_What you have to do:_ Find and copy each line of the data that includes "https".

Saved data entries
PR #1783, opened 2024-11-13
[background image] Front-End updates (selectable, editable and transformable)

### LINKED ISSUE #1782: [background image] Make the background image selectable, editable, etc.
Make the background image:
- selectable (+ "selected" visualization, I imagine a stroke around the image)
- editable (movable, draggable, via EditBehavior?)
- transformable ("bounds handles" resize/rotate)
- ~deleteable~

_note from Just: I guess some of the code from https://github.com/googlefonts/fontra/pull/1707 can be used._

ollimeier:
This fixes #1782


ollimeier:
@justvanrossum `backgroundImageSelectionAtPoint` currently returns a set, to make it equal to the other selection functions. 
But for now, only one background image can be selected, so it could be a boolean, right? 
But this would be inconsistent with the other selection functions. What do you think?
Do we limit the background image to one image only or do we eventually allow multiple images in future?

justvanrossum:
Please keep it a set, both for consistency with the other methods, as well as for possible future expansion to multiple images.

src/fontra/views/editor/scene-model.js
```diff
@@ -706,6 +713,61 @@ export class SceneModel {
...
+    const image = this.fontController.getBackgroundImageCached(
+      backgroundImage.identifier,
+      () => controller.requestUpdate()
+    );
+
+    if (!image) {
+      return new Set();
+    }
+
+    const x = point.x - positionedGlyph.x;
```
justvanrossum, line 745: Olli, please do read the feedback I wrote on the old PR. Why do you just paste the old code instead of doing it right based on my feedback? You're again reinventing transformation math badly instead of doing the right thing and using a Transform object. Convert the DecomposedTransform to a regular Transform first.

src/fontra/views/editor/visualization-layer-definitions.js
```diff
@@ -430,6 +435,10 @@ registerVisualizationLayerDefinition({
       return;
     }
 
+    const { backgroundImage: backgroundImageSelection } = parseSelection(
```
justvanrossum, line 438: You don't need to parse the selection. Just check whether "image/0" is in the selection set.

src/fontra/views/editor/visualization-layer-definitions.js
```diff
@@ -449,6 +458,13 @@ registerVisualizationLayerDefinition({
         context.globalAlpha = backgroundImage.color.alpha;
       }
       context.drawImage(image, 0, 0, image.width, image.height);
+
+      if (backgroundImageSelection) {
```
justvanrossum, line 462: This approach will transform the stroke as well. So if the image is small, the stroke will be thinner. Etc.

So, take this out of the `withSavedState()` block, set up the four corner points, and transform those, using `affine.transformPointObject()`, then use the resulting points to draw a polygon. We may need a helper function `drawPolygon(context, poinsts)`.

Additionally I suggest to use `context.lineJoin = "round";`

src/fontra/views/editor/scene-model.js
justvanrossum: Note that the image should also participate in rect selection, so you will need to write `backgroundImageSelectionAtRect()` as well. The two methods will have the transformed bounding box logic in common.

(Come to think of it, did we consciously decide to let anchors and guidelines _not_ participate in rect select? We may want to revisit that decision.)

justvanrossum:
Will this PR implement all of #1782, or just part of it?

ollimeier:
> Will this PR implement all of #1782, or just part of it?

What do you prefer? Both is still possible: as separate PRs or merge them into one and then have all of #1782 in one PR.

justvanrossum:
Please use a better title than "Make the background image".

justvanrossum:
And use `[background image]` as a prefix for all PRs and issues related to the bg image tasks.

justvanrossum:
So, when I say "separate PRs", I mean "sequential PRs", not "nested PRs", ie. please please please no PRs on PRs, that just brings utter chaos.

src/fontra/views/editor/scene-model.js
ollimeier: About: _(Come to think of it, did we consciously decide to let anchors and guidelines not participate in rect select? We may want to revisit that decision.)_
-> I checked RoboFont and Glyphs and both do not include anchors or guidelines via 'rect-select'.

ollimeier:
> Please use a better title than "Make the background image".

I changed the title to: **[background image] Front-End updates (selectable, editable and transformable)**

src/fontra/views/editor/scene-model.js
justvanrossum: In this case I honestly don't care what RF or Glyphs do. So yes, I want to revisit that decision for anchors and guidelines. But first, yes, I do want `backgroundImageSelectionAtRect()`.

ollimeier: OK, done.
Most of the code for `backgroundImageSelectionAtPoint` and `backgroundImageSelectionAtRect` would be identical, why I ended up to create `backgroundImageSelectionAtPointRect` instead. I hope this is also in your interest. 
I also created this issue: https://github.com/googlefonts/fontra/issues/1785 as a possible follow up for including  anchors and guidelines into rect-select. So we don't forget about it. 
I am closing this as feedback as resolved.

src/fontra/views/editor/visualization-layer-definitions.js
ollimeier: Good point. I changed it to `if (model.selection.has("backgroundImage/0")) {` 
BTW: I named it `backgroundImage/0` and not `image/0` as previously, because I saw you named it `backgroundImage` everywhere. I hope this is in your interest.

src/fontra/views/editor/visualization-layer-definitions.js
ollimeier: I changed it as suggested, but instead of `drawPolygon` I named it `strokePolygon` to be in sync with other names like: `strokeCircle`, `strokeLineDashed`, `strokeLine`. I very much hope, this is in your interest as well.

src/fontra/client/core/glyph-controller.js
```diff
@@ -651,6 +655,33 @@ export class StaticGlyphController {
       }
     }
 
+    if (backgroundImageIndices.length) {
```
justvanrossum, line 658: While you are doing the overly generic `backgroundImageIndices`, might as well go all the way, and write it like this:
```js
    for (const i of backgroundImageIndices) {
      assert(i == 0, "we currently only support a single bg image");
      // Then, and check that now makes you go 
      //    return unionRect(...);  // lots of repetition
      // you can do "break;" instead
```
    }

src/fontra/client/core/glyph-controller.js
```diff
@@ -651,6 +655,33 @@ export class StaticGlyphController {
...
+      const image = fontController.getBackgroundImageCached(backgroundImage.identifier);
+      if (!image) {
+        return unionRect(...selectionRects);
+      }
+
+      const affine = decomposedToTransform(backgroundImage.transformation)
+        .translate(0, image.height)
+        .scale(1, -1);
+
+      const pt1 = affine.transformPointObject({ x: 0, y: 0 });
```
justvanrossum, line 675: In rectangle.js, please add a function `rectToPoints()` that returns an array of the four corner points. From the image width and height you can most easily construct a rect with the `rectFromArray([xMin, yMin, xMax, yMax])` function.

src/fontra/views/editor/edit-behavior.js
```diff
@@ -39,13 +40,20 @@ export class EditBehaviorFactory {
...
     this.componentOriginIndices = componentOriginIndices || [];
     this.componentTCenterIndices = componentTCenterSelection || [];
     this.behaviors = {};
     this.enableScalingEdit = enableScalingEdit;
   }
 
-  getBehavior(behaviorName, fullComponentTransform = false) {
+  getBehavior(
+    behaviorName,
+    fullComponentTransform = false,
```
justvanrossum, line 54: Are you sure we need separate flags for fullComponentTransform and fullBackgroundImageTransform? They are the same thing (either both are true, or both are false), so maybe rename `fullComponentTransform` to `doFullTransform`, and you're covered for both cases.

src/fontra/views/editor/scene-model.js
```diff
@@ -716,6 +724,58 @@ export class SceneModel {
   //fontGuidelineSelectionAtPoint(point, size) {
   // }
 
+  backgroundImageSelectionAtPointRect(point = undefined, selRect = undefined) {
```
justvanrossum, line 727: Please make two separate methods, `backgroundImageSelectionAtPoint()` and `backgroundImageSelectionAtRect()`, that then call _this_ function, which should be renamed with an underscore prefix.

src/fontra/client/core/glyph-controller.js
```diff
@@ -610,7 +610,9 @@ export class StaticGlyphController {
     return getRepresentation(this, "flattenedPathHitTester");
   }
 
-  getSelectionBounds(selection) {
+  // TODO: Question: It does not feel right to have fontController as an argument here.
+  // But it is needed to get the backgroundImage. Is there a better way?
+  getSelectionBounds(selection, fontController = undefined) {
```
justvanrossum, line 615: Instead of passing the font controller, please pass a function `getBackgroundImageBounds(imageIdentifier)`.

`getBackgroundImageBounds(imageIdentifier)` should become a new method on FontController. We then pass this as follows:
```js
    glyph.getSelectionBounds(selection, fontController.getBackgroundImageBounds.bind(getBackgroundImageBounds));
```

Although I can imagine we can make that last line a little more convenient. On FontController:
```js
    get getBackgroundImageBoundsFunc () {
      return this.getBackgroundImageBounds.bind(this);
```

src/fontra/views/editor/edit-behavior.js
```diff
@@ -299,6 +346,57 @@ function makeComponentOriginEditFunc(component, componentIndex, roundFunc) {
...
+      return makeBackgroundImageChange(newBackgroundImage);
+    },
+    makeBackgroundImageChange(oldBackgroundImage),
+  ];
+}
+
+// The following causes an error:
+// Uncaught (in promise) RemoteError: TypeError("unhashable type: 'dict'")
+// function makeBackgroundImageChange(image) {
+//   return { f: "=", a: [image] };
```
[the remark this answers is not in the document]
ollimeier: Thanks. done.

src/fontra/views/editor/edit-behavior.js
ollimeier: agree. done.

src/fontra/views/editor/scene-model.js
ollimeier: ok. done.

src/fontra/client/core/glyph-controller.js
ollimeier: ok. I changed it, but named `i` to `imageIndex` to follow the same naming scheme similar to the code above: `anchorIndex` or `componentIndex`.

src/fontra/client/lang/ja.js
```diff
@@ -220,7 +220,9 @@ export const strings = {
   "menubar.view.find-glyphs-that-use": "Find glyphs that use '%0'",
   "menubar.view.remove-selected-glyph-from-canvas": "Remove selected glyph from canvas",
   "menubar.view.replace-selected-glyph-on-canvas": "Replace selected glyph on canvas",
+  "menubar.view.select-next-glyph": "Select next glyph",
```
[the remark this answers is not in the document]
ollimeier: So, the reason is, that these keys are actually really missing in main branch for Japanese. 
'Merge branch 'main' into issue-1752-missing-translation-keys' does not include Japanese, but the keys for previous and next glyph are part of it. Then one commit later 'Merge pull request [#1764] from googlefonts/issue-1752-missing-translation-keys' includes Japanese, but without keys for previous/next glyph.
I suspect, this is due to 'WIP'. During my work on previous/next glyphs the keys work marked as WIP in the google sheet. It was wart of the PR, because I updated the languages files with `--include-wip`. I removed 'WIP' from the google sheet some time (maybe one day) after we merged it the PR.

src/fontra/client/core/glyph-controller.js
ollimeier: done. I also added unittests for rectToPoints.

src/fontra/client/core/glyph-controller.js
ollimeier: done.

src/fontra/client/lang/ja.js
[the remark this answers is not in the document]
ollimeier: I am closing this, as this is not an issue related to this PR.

_Answer to the problem:_
_note from Just: I guess some of the code from https://github.com/googlefonts/fontra/pull/1707 can be used._
I also created this issue: https://github.com/googlefonts/fontra/issues/1785 as a possible follow up for including  anchors and guidelines into rect-select. So we don't forget about it. 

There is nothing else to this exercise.